With the great calamity that Brexit has turned into it has felt like nothing else is going on in the world. Amongst all this commotion it would have been easy to miss the Homes (Fitness for Human Habitation) Act 2018, which has somewhat snuck under the radar.
We, as a professional company specialising in dampness problems, should not be missing this opportunity to get dampness in buildings very much back into the spotlight, nor should we forget about the consequences of not providing safe housing, we saw the results of this with Grenfell Towers in North Kensington on 14th June 2017.
So what is the Homes Act?
The Homes Act is a new law to make sure that rented houses and flats are ‘fit for human habitation’, meaning that they are safe, healthy and free from things that could cause serious harm.
Two of the parameters used to measure property standards for Fitness for Human Habitation include freedom from damp and suitable ventilation. Amazingly in this political climate, this act had cross-party support (if only Brexit was that easy!).
What is the Purpose of this Homes Act?
The purpose of the Act is to amend relevant sections of the Landlord and Tenant Act 1985, by extending its obligations to cover almost all landlords and to modernise the fitness for habitation test. Where a landlord fails to let and maintain a property that is fit for human habitation, the Act would give tenants a right to take action in the courts. The Act came into force on 20th March 2019, although no one on a current tenancy will be able to use it for another year and it also does not protect anyone with a tenancy longer than 7 years.
Essentially nothing Changes in the Homes Act
Essentially nothing changes in relation to the standards of accommodation that the landlord provides, this Act remains unchanged. It still relies on the 29 Hazards listed in Schedule 1 of The Housing Health and Safety Rating System (England) Regulations 2005, to define why a property may not be fit for human habitation, but a new section, 9A inserts a covenant between landlord and tenant that the property is, and will remain, habitable.
However, what this Act does do is provide tenants with a route to claiming compensation when a landlord fails to take steps to address the issue, without having to wait for the Council or Environmental Health to act.

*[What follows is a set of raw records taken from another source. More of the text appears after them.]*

PR #764, opened 2022-10-06
feat: Sorting improvements

bprusinowski:
When I was starting to implement Ordinal Measures in maps, I noticed that we do not allow to sort Geo dimensions (by name or measure).

I think we should enable this, as essentially they are just Nominal dimensions with coordinates attached – this PR adds support for sorting Geo dimensions.

Additionally, I've noticed that sorting doesn't work properly when there are undefined values, see screenshots down below – it was related to treating undefined values as NaNs instead of -1s. Also, the switch between Pie chart and Column / Area chart (and vice versa) was resulting in blank sorting by value in the segment field (it's also fixed now).

Screenshot 2022-10-06 at 12 16 29

Screenshot 2022-10-06 at 12 16 37

### How to test
- [ ] Go to `/en/browse/dataset/https%3A%2F%2Fenvironment.ld.admin.ch%2Ffoen%2Fubd0104prod%2F5?&dataSource=Int`
  - create a new column chart
  - add segmentation by Parameter
  - set sorting by total size
  -  switch to pie chart
  - go to segmentation
  - see that it's correctly set to measure
  - repeat the same process on TEST env to see that it's blank here
- [ ] Go to `/en/browse/dataset/https%3A%2F%2Fenergy.ld.admin.ch%2Fsfoe%2Fbfe_ogd84_einmalverguetung_fuer_photovoltaikanlagen%2F13?dataSource=Int`
  - create new column chart
  - set X axis to Standort der Anlage
  - see that it's possible to sort by this Geo dimension (and that the sorting is correct)
  - repeat the same process on TEST env to see that it's not possible to sort this axis there

### DIFF
--- a/CHANGELOG.md
+++ b/CHANGELOG.md
@@ -9,7 +9,10 @@ You can also check the [release page](https://github.com/visualize-admin/visuali
 
 ## Unreleased
 
-Nothing yet.
+- Charts:
+  - Enable sorting of Geo dimensions
+  - Maintain segment sorting type correctly when switching from / to Pie chart
+  - Fix sorting by measure when undefined values are present in the data
 
 ## [3.9.5] - 2022-10-04
 
--- a/app/charts/chart-config-ui-options.ts
+++ b/app/charts/chart-config-ui-options.ts
@@ -77,6 +77,19 @@ const SEGMENT_DIMENSION_TYPES: DimensionType[] = [
   "GeoShapesDimension",
 ];
 
+export const AREA_SEGMENT_SORTING: EncodingSortingOption[] = [
+  { sortingType: "byDimensionLabel", sortingOrder: ["asc", "desc"] },
+  { sortingType: "byTotalSize", sortingOrder: ["asc", "desc"] },
+];
+
+export const COLUMN_SEGMENT_SORTING: EncodingSortingOption[] =
+  AREA_SEGMENT_SORTING;
+
+export const PIE_SEGMENT_SORTING: EncodingSortingOption[] = [
+  { sortingType: "byMeasure", sortingOrder: ["asc", "desc"] },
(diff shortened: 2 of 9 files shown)


ptbrowne (approved):
👏 LGTM !

Regarding the segment sorting adjusters: in the future we might want to adjust a particular sorting type to another particular sorting type. We could then use a map inside the options of adjustSegmentSorting, for example to convert byMeasure to byTotalSize explicitly, instead of doing that through the default value. I think it's fine like this right now, but it is something to consider in the future.

I really like the improvements you made on the extraction of constant and types, this makes things much clearer.

Thanks for the explicit test hints, I think they would be a great basis for an automated test after we merge the playwright branch. We could make our own test actions to make it easier to write tests. Then we can directly convert your hints into a test :)

```
  create a new column chart
    add segmentation by Parameter
    set sorting by total size
    switch to pie chart
    go to segmentation
    see that it's correctly set to measure
```

becomes 

```
await actions.createChartFrom('en/browse/dataset/https%3A%2F%2Fenvironment.ld.admin.ch%2Ffoen%2Fubd0104prod%2F5?&dataSource=Int')
await actions.setEncoding('segment', 'Parameter')
await actions.setSorting('Total size')
await actions.switchToChart('pie')
expect(await selectors.edition.segmentation()).toEqual('Measure')
```

bprusinowski:
Thanks! I was thinking about such mapping (e.g. byTotalSize -> byMeasure), but I wasn't 100% sure how to approach this best (sorting types per chart type? per old chart type -> new chart type? just sorting types mapping?) and I thought that at this point this will be enough, as anyway we only have one mismatch (total size vs measure).

And for the testing actions it also makes prefect sense to have such "library" to perform common tasks. Let's try to implement this going forward 👌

There are still Exceptions for Landlords
Most of this Act only refers to England and whilst landlords are responsible for most things, there are notable exceptions;
- Problems caused by tenant behaviour, meaning that the tenant has behaved irresponsibly or illegally, the landlord may not have to fix any problems caused by your behaviour.
- Fires, storms and floods which are completely beyond the landlord’s control (sometimes called ‘acts of God’).
- If the landlord hasn’t been able to get permission from certain other people
It is without question that the first of these exceptions will provide the most contentious, especially with dampness and mould. We are well aware of how dampness issues can sometimes be complex, defining when an issue is down to excessive moisture production, rather than adequate ventilation could prove a grey area.
Is Adequate Ventilation the Key?
Here at RTC, we are fully aware that condensation is the most common form of dampness in buildings within the UK and are very vocal about our concerns in relation to ventilation not being installed and commissioned properly, a view which has been reaffirmed by a number of studies in recent years. In cases with condensation and mould it would be difficult for a landlord to argue that they have taken all the necessary steps to address the issue when the measures taken do not comply with building regulations.
This is why we have an active involvement in the Residential Ventilation Group, which is part of the Property Care Association (PCA), to ensure that landlords have a reference point for competent contractors and will further ensure that any works meet the requirements of the building regulations.
We have recently also become a NICEIC registered contractor in domestic ventilation and are the first Property Care Association (PCA) member to do so, we are led to believe that we are the first preservation company in the country to have this qualification.
We’re already aware of the ‘Ambulance Chasing’ solicitors who have jumped on the ‘where there’s blame, there’s a claim’ band wagon and it won’t be acceptable to just install any fan and think that is ok.
Did you know it is against the law if you install any mechanical ventilation which is adjustable and don’t commission it or inform Building Control (I bet the solicitors do!)
The need for Pre-tenancy Surveys?
Historically as an industry, we have been reactive in dealing with issues once they have arisen. So, does the introduction of this Act present demand for pre-tenancy dampness surveys which would include a check of the provision of dampness and ventilation? This will allow for ongoing long-term relationships with clients, where works could be programmed proactively rather than reactively.
We all need to have a vested interest
This is by no means a comprehensive review and ultimately, this Act will only be quantified by case law as the degree of un-inhabitability is not quantified and the landlord has to be allowed reasonable time to rectify the issue. That said, we have already been made aware of a number of tenants and housing associations acting upon the new legislation which is a positive step forward.
As a professional and highly qualified company we have a vested interest in this Act and will provide a service that is unrivalled in the industry, not only locally but also nationally.